Items listed in a dataset
┏━━

PR #2499, opened 2024-09-24
OCM-7780 | feat: support approve/deny access request in ROSA CLI

marcolan018:
https://issues.redhat.com/browse/OCM-7780
https://issues.redhat.com/browse/OCM-7781

add `rosa create decision` command to support approve/deny access request

### DIFF
--- a/cmd/create/decision/cmd.go
+++ b/cmd/create/decision/cmd.go
@@ -1,0 +1,107 @@
+package decision
+
+import (
+	"context"
+	"strings"
+
+	"golang.org/x/text/cases"
+	"golang.org/x/text/language"
+
+	v1 "github.com/openshift-online/ocm-sdk-go/accesstransparency/v1"
+	"github.com/spf13/cobra"
+	errors "github.com/zgalor/weberr"
+
+	"github.com/openshift/rosa/pkg/rosa"
+)
+
+const (
+	use     = "decision"
+	short   = "Create a decision for an access request"
+	long    = short
+	example = `  # Create a decision for an access request to approve it
+  rosa create decision --access-request <access_request_id> --decision Approved
+  `
+)
+
+type Options struct {
+	accessRequest string
+	decision      string
+	justification string
+}
+
+func NewDecisionOptions() *Options {
+	return &Options{}
+}
+
+func NewCreateDecisionCommand() *cobra.Command {
+
+	options := NewDecisionOptions()
+	cmd := &cobra.Command{
+		Use:     use,
+		Aliases: []string{"access-request"},
+		Short:   short,
+		Long:    long,
+		Example: example,
+		Run:     rosa.DefaultRunner(rosa.RuntimeWithOCM(), CreateDecisionRunner(options)),
+		Args:    cobra.NoArgs,
+	}
+
+	flags := cmd.Flags()
+	flags.StringVarP(
+		&options.accessRequest,
+		"access-request",
+		"a",
+		"",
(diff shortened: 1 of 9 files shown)


cmd/create/decision/cmd.go
```diff
@@ -0,0 +1,107 @@
...
+		"a",
+		"",
+		"ID of the Access Request to add decision (required).",
+	)
+	flags.StringVarP(
+		&options.decision,
+		"decision",
+		"d",
+		"",
+		"Decision created for the access request, valid value are 'Approved' or 'Denied' (required).",
```
hunterkepley, line 62: NP: `value` -> `values`

cmd/create/decision/cmd_test.go
```diff
@@ -0,0 +1,97 @@
...
+			options = &DecisionOptions{
+				accessRequest: "fake-id",
+			}
+			output.SetOutput("")
+			interactive.SetEnabled(false)
+		})
+
+		AfterEach(func() {
+			output.SetOutput("")
+			interactive.SetEnabled(false)
```
hunterkepley, line 57: I think we could get away with setting `interactive.SetEnabled(false)` only in the BeforeEach, but if im wrong no big deal

cmd/create/decision/cmd_test.go
```diff
@@ -0,0 +1,97 @@
...
+			decision, err := v1.NewDecision().ID("fake-decision-id").Decision(v1.DecisionDecisionDenied).Build()
+			Expect(err).NotTo(HaveOccurred())
+			t.ApiServer.AppendHandlers(
+				testing.RespondWithJSON(
+					http.StatusOK, FormatResource(decision)))
+			runner := CreateDecisionRunner(options)
+			t.StdOutReader.Record()
+			err = runner(nil, t.RosaRuntime, nil, nil)
+			Expect(err).NotTo(HaveOccurred())
+			stdOut, _ := t.StdOutReader.Read()
```
hunterkepley, line 92: happy to see my stdout reader used :smile:

hunterkepley (commented):
I wonder if we should implement the `options` file since there is some specific logic surrounding the `justification` flag required when a decision is denied. `edit/machinepool` has an example of this options file

Otherwise, looks good and thanks for using the new runner

cmd/create/decision/cmd.go
```diff
@@ -0,0 +1,107 @@
...
+const (
+	use     = "decision"
+	short   = "Create a decision for an access request"
+	long    = short
+	example = `  # Create a decision for an access request to approve it
+  rosa create decision --access-request <access_request_id> --decision Approved
+  `
+)
+
+type DecisionOptions struct {
```
AlexVulaj, line 26: NP - can we name this `Options` instead since the package name is "decision"? This avoids stuttering when using the type in code, i.e. `decision.DecisionOptions` vs. `decision.Options`.

This is also called out in "Naming package contents" here: https://go.dev/blog/package-names

cmd/create/decision/cmd.go
marcolan018: fixed

cmd/create/decision/cmd_test.go
marcolan018: I removed all interactive related code since interactive mode is not supported for this command

cmd/create/decision/cmd.go
marcolan018: +1
updated the name, thanks for the suggestion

┗━━

■ Exercise details: All of the data above must be set down again exactly.

■ Answer space:
PR #2499, opened 2024-09-24
OCM-7780 | feat: support approve/deny access request in ROSA CLI

marcolan018:
https://issues.redhat.com/browse/OCM-7780
https://issues.redhat.com/browse/OCM-7781

add `rosa create decision` command to support approve/deny access request

### DIFF
--- a/cmd/create/decision/cmd.go
+++ b/cmd/create/decision/cmd.go
@@ -1,0 +1,107 @@
+package decision
+
+import (
+	"context"
+	"strings"
+
+	"golang.org/x/text/cases"
+	"golang.org/x/text/language"
+
+	v1 "github.com/openshift-online/ocm-sdk-go/accesstransparency/v1"
+	"github.com/spf13/cobra"
+	errors "github.com/zgalor/weberr"
+
+	"github.com/openshift/rosa/pkg/rosa"
+)
+
+const (
+	use     = "decision"
+	short   = "Create a decision for an access request"
+	long    = short
+	example = `  # Create a decision for an access request to approve it
+  rosa create decision --access-request <access_request_id> --decision Approved
+  `
+)
+
+type Options struct {
+	accessRequest string
+	decision      string
+	justification string
+}
+
+func NewDecisionOptions() *Options {
+	return &Options{}
+}
+
+func NewCreateDecisionCommand() *cobra.Command {
+
+	options := NewDecisionOptions()
+	cmd := &cobra.Command{
+		Use:     use,
+		Aliases: []string{"access-request"},
+		Short:   short,
+		Long:    long,
+		Example: example,
+		Run:     rosa.DefaultRunner(rosa.RuntimeWithOCM(), CreateDecisionRunner(options)),
+		Args:    cobra.NoArgs,
+	}
+
+	flags := cmd.Flags()
+	flags.StringVarP(
+		&options.accessRequest,
+		"access-request",
+		"a",
+		"",
(diff shortened: 1 of 9 files shown)


cmd/create/decision/cmd.go
```diff
@@ -0,0 +1,107 @@
...
+		"a",
+		"",
+		"ID of the Access Request to add decision (required).",
+	)
+	flags.StringVarP(
+		&options.decision,
+		"decision",
+		"d",
+		"",
+		"Decision created for the access request, valid value are 'Approved' or 'Denied' (required).",
```
hunterkepley, line 62: NP: `value` -> `values`

cmd/create/decision/cmd_test.go
```diff
@@ -0,0 +1,97 @@
...
+			options = &DecisionOptions{
+				accessRequest: "fake-id",
+			}
+			output.SetOutput("")
+			interactive.SetEnabled(false)
+		})
+
+		AfterEach(func() {
+			output.SetOutput("")
+			interactive.SetEnabled(false)
```
hunterkepley, line 57: I think we could get away with setting `interactive.SetEnabled(false)` only in the BeforeEach, but if im wrong no big deal

cmd/create/decision/cmd_test.go
```diff
@@ -0,0 +1,97 @@
...
+			decision, err := v1.NewDecision().ID("fake-decision-id").Decision(v1.DecisionDecisionDenied).Build()
+			Expect(err).NotTo(HaveOccurred())
+			t.ApiServer.AppendHandlers(
+				testing.RespondWithJSON(
+					http.StatusOK, FormatResource(decision)))
+			runner := CreateDecisionRunner(options)
+			t.StdOutReader.Record()
+			err = runner(nil, t.RosaRuntime, nil, nil)
+			Expect(err).NotTo(HaveOccurred())
+			stdOut, _ := t.StdOutReader.Read()
```
hunterkepley, line 92: happy to see my stdout reader used :smile:

hunterkepley (commented):
I wonder if we should implement the `options` file since there is some specific logic surrounding the `justification` flag required when a decision is denied. `edit/machinepool` has an example of this options file

Otherwise, looks good and thanks for using the new runner

cmd/create/decision/cmd.go
```diff
@@ -0,0 +1,107 @@
...
+const (
+	use     = "decision"
+	short   = "Create a decision for an access request"
+	long    = short
+	example = `  # Create a decision for an access request to approve it
+  rosa create decision --access-request <access_request_id> --decision Approved
+  `
+)
+
+type DecisionOptions struct {
```
AlexVulaj, line 26: NP - can we name this `Options` instead since the package name is "decision"? This avoids stuttering when using the type in code, i.e. `decision.DecisionOptions` vs. `decision.Options`.

This is also called out in "Naming package contents" here: https://go.dev/blog/package-names

cmd/create/decision/cmd.go
marcolan018: fixed

cmd/create/decision/cmd_test.go
marcolan018: I removed all interactive related code since interactive mode is not supported for this command

cmd/create/decision/cmd.go
marcolan018: +1
updated the name, thanks for the suggestion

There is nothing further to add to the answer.